# A Very Special Pair - '36 Safety Streamlines



## azbug-i (Aug 22, 2017)

I recently became the owner of some very special bikes! My friend Susannah (good looking blonde on the girls streamline ) and I gave them quick tune ups this weekend, new tires and went for a ride! We rode to the dairy queen for drinks and then to the hardware store to get hardware for the girls drop stand. I need to find a correct boys drop stand, and work on the front fender attachment and alignment. It moved around while riding. The girls bike rides like a top!

What beautiful rides.

♡

Im very blessed to own these. Even if it meant giving up other great bikes.

Wanted to share 

-Amanda


----------



## Freqman1 (Aug 22, 2017)

Outstanding pair of bikes Amanda! You've moved to a whole new level with those. Congrats! V/r Shawn


----------



## partsguy (Aug 22, 2017)

Very cool!


----------



## higgens (Aug 22, 2017)

Nice pair


----------



## fordmike65 (Aug 22, 2017)

Man those 2 have been across the globe & back! Beautiful!


----------



## Roadkill (Aug 22, 2017)

Very cool bikes Amanda.
Ride on
Sean


----------



## Robertriley (Aug 22, 2017)

Very, very nice.  Tankless bikes don't get much better than this.  Your boys bike might be the best OG paint one out there!


----------



## Robertriley (Aug 22, 2017)

@brann.ty@verizon.net


----------



## Cowboy in NC (Aug 22, 2017)

Awesome Bikes- and Miss Susannah, too. But You Skinny Young Guys missed the main part of the post---DAIRY QUEEN!!!---------Cowboy Thanks for sharing...


----------



## New Mexico Brant (Aug 22, 2017)

Congrats Amanda!  I am glad they have made their way to the Southwest and are not stuck in an underground bunker across the pond...


----------



## Handle Bar Hoarder (Aug 22, 2017)

o baby very nice,sssssssssssss swett


----------



## Cowboy in NC (Aug 22, 2017)

HANDLE BAR HORDER said:


> o baby very nice,sssssssssssss swett



He means SWEET !!!----C.


----------



## rollfaster (Aug 22, 2017)

My eyes are popping out of their sockets!! Gorgeous pair Amanda. Loving me both Streamlines. I'm about ready to do the Safety dance!


----------



## bikewhorder (Aug 22, 2017)

Damn that is a good looking blon...er, I mean bike.


----------



## markivpedalpusher (Aug 22, 2017)

Nice bikes !


----------



## cyclingday (Aug 22, 2017)

Definitely, one of the most unique and elegant bicycle designs of all time.
Congratulations, on your latest acquisitions, Amanda.
I'm sure that Dairy Queen tasted extra sweet after a ride on those beauties.


----------



## scrubbinrims (Aug 22, 2017)

I would have given up a lot of great bikes myself for those...well played!
That looks like a great day all the way around.
Chris


----------



## Autocycleplane (Aug 22, 2017)

Leaning them on the brick wall like that won't be good for the resale value.


----------



## Handle Bar Hoarder (Aug 22, 2017)

Cowboy in NC said:


> He means SWEET !!!----C.



yes I do


----------



## azbug-i (Aug 22, 2017)

Thank you everyone  ♡♡♡


----------



## catfish (Aug 23, 2017)

Beautiful bikes!


----------



## oldfart36 (Aug 23, 2017)

Tooooo Kool!


----------



## cyclingday (Aug 23, 2017)

Yeah, no kidding!



Autocycleplane said:


> Leaning them on the brick wall like that won't be good for the resale value.

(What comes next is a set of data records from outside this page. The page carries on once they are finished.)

PR #2714, opened 2025-02-05
[url_request] Use the system CA bundle before using the bundled one

pablintino:
requests by default uses the certifi CA bundle to validate SSL certificates. If requests was installed using the system package manager the package may point to the system CA bundle but if not it points to certifi that may not have all the CAs installed in the system.

This approach tries to use the system CA bundle if possible.

### DIFF
--- a/plugins/modules/url_request.py
+++ b/plugins/modules/url_request.py
@@ -109,14 +109,32 @@ except ImportError:
     python_requests_gssapi_installed = False
 
 
-def _get_auth_module(module, url, verify_ssl):
+def _get_verify(verify: bool):
+    # If SSL verification is disabled do nothing
+    if not verify:
+        return False
+    # If the REQUESTS_CA_BUNDLE env var is present
+    # let requests handle picking the CA bundle from the env
+    if "REQUESTS_CA_BUNDLE" in os.environ:
+        return True
+    # Before defaulting to the requests/certifi CA bundle try to
+    # use the system one if available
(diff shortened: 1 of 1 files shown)


plugins/modules/url_request.py
```diff
@@ -109,14 +109,32 @@
...
 
 
-def _get_auth_module(module, url, verify_ssl):
+def _get_verify(verify: bool):
+    # If SSL verification is disabled do nothing
+    if not verify:
+        return False
+    # If the RESQUEST_CA_BUNDLE env var is present
+    # let requests handle picking the CA bundle from the env
+    if "RESQUEST_CA_BUNDLE" in os.environ:
```
frenzyfriday, line 118: there may be a typo in the var name? `REQUESTS_CA_BUNDLE` ?

evallesp (commented):
LGT; but needs to handle @frenzyfriday comment.

plugins/modules/url_request.py
lewisdenny: same on line 116

pablintino:
Good catch guys, fixed! @frenzyfriday @evallesp

evallesp (approved):

frenzyfriday (approved):

lhh (approved):
This is a reasonable workaround and avoids every script from having to install the right version of requests _or_ set the REQUESTS_CA_BUNDLE variable, but yet, it still allows the use of that envvar.

PR #2717, opened 2025-02-06
Add "tobiko" namespace to be gathered by the openstack-must-gather

slawqo:
This namespace is used by Tobiko to run e.g. background ping POD (and other PODs with background tasks in the future) and it would be nice to have logs from those PODs gathered in the CI job's results.


eduolivares (approved):

pablintino (approved):

fmount (approved):
/lgtm

PR #3138, opened 2025-07-17
Removing pre_tempest and post_tempest is no longer in use

pojadhav:
Ticket: https://issues.redhat.com/browse/OSPRH-6826


bshewale:
I would suggest you can test this change downstream by running the job in testproject.

tosky:
Any results from the testing?

PR #3140, opened 2025-07-17
[debug] Print the rhos-release URL

sdatko:
We are investigating a case and it appeared that despite setting the variable to the desired value, in the end in the job it ends up requesting something else... This debug task would allow us inspecting what we really get.


sdatko:
recheck

PR #3142, opened 2025-07-18
Fix terminology: use "architecture-based" instead of "VA"

tosky:
The architecture repository contains severals DTs, some of which are VAs. At the beginning the architecture-runner code was developed with VA1 (later HCI VA) in mind, but we are really talking about architecture-based deployments, not specifically to VAs.

This change only affects the ansible output and it has no functional impact.

### DIFF
--- a/deploy-edpm.yml
+++ b/deploy-edpm.yml
@@ -150,7 +150,7 @@
       tags:
         - edpm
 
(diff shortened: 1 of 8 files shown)


danpawlik (approved):
Thank you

That violates all of the 1936 Safety Streamline ownership code of ethics.
"First, do no harm."


----------



## azbug-i (Aug 23, 2017)

Theyre being leaned against the pedal. Not the frame


----------



## azbug-i (Aug 23, 2017)

At least mostly haha


----------



## 56 Vette (Aug 23, 2017)

Those bikes look stunning together! Very nice job getting them paired up! Enjoy them, I know I sure would!! Joe


----------



## larock65 (Aug 24, 2017)

Very nice Amanda!


Sent from my iPhone using Tapatalk


----------



## Euphman06 (Aug 24, 2017)

Nice! Did I help fund these by chance?


----------



## Scribble (Aug 24, 2017)

WOW


----------



## Bikermaniac (Aug 24, 2017)

Wonderful bikes Amanda, congratulations!


----------



## azbug-i (Aug 24, 2017)

Euphman06 said:


> Nice! Did I help fund these by chance?




@Euphman06 i suppose in a way you helped. You helped me pay off debt i didnt pay off by buying these haha


----------



## azbug-i (Aug 25, 2017)

Thanks everyone  ♡


----------



## Reesatheresa (Aug 26, 2017)

Beautiful bikes!  Glad to see some other women enjoying the hobby.  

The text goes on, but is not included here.